Collected data entries
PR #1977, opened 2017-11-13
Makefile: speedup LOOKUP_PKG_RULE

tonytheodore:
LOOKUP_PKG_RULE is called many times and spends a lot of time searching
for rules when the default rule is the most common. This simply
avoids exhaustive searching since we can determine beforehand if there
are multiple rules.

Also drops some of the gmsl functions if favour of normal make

» What you will do: This exercise asks for every line of the records to be repeated exactly.

» Reply:
PR #1977, opened 2017-11-13
Makefile: speedup LOOKUP_PKG_RULE

tonytheodore:
LOOKUP_PKG_RULE is called many times and spends a lot of time searching
for rules when the default rule is the most common. This simply
avoids exhaustive searching since we can determine beforehand if there
are multiple rules.

Also drops some of the gmsl functions if favour of normal make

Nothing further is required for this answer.